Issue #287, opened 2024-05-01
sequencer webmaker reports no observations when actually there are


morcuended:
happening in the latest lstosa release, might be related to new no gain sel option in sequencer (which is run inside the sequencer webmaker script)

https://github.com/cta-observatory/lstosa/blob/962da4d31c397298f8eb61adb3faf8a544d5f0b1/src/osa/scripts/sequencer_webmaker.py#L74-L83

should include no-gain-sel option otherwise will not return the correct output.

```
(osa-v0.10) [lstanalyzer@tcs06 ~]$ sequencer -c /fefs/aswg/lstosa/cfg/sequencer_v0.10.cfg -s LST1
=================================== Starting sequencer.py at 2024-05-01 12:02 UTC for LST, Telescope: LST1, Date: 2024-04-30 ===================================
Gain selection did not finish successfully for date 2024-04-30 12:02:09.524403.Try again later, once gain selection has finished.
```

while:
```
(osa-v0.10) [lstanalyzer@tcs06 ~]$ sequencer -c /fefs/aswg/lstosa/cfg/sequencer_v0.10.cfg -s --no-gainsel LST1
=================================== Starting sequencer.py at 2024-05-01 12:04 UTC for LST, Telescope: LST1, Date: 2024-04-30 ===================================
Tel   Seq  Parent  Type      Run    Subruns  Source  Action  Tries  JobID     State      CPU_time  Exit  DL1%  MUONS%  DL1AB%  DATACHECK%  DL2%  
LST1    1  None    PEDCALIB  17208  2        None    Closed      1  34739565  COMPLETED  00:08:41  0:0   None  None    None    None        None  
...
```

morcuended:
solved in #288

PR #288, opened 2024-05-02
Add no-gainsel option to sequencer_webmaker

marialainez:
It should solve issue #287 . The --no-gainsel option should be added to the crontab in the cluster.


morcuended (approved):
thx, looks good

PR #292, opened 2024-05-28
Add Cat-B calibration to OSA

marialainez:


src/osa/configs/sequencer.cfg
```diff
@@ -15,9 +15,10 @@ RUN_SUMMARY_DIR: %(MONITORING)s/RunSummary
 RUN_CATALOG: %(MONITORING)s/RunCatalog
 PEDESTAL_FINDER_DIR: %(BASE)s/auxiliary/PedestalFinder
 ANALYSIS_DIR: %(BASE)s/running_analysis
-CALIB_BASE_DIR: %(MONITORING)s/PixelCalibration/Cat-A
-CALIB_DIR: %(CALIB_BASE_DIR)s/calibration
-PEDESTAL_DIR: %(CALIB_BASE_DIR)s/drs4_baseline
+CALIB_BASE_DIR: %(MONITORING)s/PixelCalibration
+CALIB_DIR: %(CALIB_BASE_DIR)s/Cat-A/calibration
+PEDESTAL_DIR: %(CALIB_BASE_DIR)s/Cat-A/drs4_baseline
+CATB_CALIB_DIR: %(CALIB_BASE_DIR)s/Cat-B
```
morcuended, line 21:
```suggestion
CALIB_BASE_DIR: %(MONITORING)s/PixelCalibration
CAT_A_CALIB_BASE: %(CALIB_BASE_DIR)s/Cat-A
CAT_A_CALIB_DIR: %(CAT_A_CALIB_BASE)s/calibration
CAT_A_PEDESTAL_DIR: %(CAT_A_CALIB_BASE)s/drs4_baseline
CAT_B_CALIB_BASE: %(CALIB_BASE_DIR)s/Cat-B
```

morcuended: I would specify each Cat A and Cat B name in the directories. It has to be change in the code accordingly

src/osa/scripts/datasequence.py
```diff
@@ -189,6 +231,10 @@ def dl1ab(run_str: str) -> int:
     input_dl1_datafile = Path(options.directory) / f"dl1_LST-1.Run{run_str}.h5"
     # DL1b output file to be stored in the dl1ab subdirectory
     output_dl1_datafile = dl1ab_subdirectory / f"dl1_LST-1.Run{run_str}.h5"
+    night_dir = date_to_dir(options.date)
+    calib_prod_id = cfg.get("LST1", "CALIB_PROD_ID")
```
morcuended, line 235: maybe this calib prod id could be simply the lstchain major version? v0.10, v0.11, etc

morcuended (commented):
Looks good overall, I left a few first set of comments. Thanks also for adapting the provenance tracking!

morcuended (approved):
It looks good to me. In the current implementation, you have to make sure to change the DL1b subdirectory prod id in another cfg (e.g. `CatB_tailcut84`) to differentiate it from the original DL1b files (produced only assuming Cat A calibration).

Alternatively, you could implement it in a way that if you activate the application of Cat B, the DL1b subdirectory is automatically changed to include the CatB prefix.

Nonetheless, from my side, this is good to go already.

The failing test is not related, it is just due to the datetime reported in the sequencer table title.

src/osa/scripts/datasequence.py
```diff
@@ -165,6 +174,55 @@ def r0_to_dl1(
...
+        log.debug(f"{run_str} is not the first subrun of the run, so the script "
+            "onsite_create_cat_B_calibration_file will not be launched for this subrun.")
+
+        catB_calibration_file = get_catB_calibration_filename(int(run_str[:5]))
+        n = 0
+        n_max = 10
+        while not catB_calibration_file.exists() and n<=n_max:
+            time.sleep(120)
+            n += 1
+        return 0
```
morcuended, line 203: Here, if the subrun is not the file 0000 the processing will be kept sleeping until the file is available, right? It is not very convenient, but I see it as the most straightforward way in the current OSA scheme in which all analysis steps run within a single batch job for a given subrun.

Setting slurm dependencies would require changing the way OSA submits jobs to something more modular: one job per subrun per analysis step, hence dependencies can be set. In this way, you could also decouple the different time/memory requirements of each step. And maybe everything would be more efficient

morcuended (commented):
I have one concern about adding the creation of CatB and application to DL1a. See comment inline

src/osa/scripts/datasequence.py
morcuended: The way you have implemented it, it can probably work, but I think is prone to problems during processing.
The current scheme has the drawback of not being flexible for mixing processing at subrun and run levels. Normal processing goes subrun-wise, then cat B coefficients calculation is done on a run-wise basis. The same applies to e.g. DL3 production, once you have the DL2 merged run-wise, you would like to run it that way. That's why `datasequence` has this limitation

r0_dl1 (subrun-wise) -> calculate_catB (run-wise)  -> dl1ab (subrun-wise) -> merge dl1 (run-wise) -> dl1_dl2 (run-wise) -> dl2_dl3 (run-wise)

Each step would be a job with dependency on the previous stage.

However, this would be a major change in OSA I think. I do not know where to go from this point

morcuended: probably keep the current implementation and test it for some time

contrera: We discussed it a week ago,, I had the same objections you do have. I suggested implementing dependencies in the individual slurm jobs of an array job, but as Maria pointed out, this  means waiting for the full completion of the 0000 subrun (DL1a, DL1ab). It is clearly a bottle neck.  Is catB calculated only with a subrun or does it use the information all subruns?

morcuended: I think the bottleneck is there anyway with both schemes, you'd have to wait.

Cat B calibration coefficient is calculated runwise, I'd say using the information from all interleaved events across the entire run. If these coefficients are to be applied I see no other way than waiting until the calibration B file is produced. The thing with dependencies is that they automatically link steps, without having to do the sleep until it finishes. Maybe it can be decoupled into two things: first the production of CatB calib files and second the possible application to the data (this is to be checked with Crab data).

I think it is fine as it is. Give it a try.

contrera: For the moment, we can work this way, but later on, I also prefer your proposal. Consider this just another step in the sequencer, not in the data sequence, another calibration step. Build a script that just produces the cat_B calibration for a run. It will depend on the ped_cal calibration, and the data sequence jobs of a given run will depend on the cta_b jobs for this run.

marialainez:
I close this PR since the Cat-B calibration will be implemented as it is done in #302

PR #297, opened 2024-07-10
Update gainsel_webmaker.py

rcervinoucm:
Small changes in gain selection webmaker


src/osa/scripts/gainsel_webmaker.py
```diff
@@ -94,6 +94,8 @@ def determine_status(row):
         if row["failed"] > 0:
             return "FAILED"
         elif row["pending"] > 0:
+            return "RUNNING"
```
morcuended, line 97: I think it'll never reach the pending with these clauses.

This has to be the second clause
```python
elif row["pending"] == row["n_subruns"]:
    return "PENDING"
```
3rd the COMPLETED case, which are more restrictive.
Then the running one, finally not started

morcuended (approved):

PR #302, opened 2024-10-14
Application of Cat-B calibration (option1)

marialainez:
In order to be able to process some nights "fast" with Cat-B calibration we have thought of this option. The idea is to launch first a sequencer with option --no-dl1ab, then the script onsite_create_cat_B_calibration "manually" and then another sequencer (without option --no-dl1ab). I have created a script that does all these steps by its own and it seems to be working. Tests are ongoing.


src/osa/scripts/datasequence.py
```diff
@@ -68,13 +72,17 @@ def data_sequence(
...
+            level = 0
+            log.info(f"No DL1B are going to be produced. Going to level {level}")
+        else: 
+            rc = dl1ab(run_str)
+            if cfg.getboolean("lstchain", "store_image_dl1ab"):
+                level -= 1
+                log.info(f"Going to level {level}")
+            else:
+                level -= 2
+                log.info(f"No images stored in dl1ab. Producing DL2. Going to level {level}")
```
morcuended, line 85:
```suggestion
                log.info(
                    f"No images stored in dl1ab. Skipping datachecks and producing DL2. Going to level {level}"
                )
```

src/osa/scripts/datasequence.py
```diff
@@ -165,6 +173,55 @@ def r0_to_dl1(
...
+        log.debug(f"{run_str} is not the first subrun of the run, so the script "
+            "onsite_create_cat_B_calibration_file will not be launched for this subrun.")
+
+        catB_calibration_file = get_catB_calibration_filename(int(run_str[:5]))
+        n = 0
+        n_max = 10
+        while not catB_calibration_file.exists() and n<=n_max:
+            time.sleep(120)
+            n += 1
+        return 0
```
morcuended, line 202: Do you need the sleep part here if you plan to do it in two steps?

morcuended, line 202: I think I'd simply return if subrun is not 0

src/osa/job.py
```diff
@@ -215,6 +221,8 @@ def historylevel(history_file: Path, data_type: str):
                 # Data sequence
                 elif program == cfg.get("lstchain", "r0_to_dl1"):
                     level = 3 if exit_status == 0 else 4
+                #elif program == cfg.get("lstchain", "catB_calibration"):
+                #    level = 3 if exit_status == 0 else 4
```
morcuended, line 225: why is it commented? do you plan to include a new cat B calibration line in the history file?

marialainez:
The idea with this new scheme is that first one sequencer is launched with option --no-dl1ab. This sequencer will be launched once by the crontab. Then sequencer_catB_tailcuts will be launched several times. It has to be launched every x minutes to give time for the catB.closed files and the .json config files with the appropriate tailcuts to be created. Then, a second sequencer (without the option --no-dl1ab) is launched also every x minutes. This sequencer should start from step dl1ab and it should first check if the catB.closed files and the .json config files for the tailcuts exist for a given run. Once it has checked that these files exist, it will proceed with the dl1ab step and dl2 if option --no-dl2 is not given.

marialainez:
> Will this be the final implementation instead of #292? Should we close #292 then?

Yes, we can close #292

=== Aim of the exercise ===
What you give back must be the stretch above, starting at the line with "morcuended, line 203: Here, if" and ending at the line with "morcuended: probably keep", copied exactly.

=== Output for this exercise ===
morcuended, line 203: Here, if the subrun is not the file 0000 the processing will be kept sleeping until the file is available, right? It is not very convenient, but I see it as the most straightforward way in the current OSA scheme in which all analysis steps run within a single batch job for a given subrun.

Setting slurm dependencies would require changing the way OSA submits jobs to something more modular: one job per subrun per analysis step, hence dependencies can be set. In this way, you could also decouple the different time/memory requirements of each step. And maybe everything would be more efficient

morcuended (commented):
I have one concern about adding the creation of CatB and application to DL1a. See comment inline

src/osa/scripts/datasequence.py
morcuended: The way you have implemented it, it can probably work, but I think is prone to problems during processing.
The current scheme has the drawback of not being flexible for mixing processing at subrun and run levels. Normal processing goes subrun-wise, then cat B coefficients calculation is done on a run-wise basis. The same applies to e.g. DL3 production, once you have the DL2 merged run-wise, you would like to run it that way. That's why `datasequence` has this limitation

r0_dl1 (subrun-wise) -> calculate_catB (run-wise)  -> dl1ab (subrun-wise) -> merge dl1 (run-wise) -> dl1_dl2 (run-wise) -> dl2_dl3 (run-wise)

Each step would be a job with dependency on the previous stage.

However, this would be a major change in OSA I think. I do not know where to go from this point

morcuended: probably keep the current implementation and test it for some time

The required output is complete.